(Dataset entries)
PR #394, opened 2019-12-30
[Easy] Upgrade solver version

fleupold:
self explanatory. This line will upgrade the version of the solver that we use. @marcovc should we directly upgrade to the version that contains your fix as well?

### Test Plan
CI

### DIFF
--- a/.travis.yml
+++ b/.travis.yml
@@ -34,7 +34,7 @@ matrix:
       script:
         - cargo build
         # Build and publish compact image with compiled binary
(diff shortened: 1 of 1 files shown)


marcovc:
I was wondering if there is a way this PR could recur automatically whenever we tag a new version.

The last fix today was for an issue you raised: the fact that sometimes some keys are missing from the output json. If you already account for that in the solver client code, than I would say is not critical anymore.

fleupold:
We do have a fix for the missing key in place. We should probably re-release for https://github.com/gnosis/dex-solver/pull/43

As for doing it automatically, I believe we could depend on a `latest` tag and update that with every version tag. However, we would still require to make a new build of dex-services master so that the binary we publish to AWS gets updated. 

Such a build/PR could probably be triggered by the travis.yml inside the dex-solver repo. @nlordell was thinking about using something similar to automatically trigger a npm release whenever we tag a version of the dex-contracts.

PR #395, opened 2020-01-03
Use latest version of yarn and node10 for travis builds

fleupold:
We are seeing some flaky tests (e.g. [[1]](https://travis-ci.com/gnosis/dex-services/jobs/271235595) & [[2]](https://travis-ci.com/gnosis/dex-services/jobs/271380142)) which seem to stem from the fact that `~/.node-gyp/8.12.0/include/node/common.gypi` is empty where it should have a valid configuration inside. My hunch is that it is some kind of race condition with parallelising the build of the sha package and node-gyp.

This PR updates node to use the stable version we actually support (v10) and also the latest version of yarn. If this doesn't fix the issue, we likely have to enable verbose yarn logging to see in which order things are installed.

My hope is however that the issue is already fixed on the latest version.

### Test Plan

CI and observing if we keep getting random failures.


nlordell:
```
You need to run "nvm install 10" to install it before using it.
```

PR #439, opened 2020-01-15
Patch dynamic prices

bh2smith:
Interpret null values in solution JSON as zeroes and update end to end tests to ensure these scenarios are included.


e2e/tests/stablex_test.rs
```diff
@@ -35,6 +35,12 @@ fn test_with_ganache() {
         .wait()
         .expect("Cannot get second token id");
 
+    let third_token_id = instance
+        .token_address_to_id_map(tokens[1].address())
+        .call()
+        .wait()
+        .expect("Cannot get second token id");
```
bh2smith:
```suggestion
        .expect("Cannot get third token id");
```

e2e/tests/stablex_test.rs
```diff
@@ -80,6 +86,21 @@ fn test_with_ganache() {
...
+            first_token_id,
+            third_token_id,
+            batch + 20,
+            0.into(),
+            0.into(),
+        )
+        .from(Account::Local(accounts[1], None))
+        .send()
+        .wait()
+        .expect("Cannot place first order");
```
bh2smith:
```suggestion
        .expect("Cannot place third order");
```

e2e/tests/stablex_test.rs
```diff
@@ -164,6 +185,13 @@ fn test_rinkeby() {
         .call()
         .wait()
         .expect("Cannot get second Token address");
+
+    let token_c = instance
+        .token_id_to_address_map(3)
+        .call()
+        .wait()
+        .expect("Cannot get second Token address");
```
bh2smith:
```suggestion
        .expect("Cannot get third Token address");
```

bh2smith:
@e00E  - DIdn't you have a great suggestion about how we could be using a `solutionJSON` struct that derives `Serialize` and `Deserialize` for which we could have significantly less room for error when parsing?

driver/src/price_finding/linear_optimization_price_finder.rs
```diff
@@ -106,7 +106,7 @@ fn parse_token(key: &str) -> Result<u16, PriceFindingError> {
 fn parse_price_value(value: &serde_json::Value) -> Result<u128, PriceFindingError> {
     value
         .as_str()
-        .ok_or_else(|| PriceFindingError::from("Price value not a string"))?
+        .unwrap_or("0")
```
nlordell: I think this is not what we want here. I think we should handle the different JSON value types:
```rust
match value {
    Value::String(value) => { /* parse same as before */ }
    Value::Number(value) => { /* here value is a serde_json::Number which can be converted to u128 */ }
    Value::Null => 0,
    other => return PriceFindingError::new(format!("Expected numerical value but got '{}'", other), ErrorKind::JsonError),
}
```

driver/src/price_finding/linear_optimization_price_finder.rs
```diff
@@ -103,17 +104,29 @@ fn parse_token(key: &str) -> Result<u16, PriceFindingError> {
...
 }
 
-fn parse_price_value(value: &serde_json::Value) -> Result<u128, PriceFindingError> {
-    value
-        .as_str()
-        .ok_or_else(|| PriceFindingError::from("Price value not a string"))?
-        .parse::<u128>()
-        .map_err(|err| {
+fn parse_price_value(value: &Value) -> Result<u128, PriceFindingError> {
+    match value {
```
fleupold: nice! This is much cleaner than the version before!

e2e/tests/stablex_test.rs
```diff
@@ -80,6 +86,21 @@ fn test_with_ganache() {
         .send()
         .wait()
         .expect("Cannot place first order");
+
+    // This order will not be matched
```
fleupold: I wouldn't add this here. This is a very specific scenario that is being tested and we want to keep the overall e2e test as general as possible (and not add every regression). If this one had been properly in place it should have actually already caught this issue as rinkeby had a bunch of orders in it that would have produced a bad output json.

PR #440, opened 2020-01-15
Dynamic price vector (revisited)

bh2smith:
This addresses the reverted PR #420 which introduced a bug that is fixed in a patch PR #439.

▸ **What needs to be done**:
Scan the data for lines containing "fixed" and copy all of them.

▸ **Problem solution**:
My hope is however that the issue is already fixed on the latest version.
This addresses the reverted PR #420 which introduced a bug that is fixed in a patch PR #439.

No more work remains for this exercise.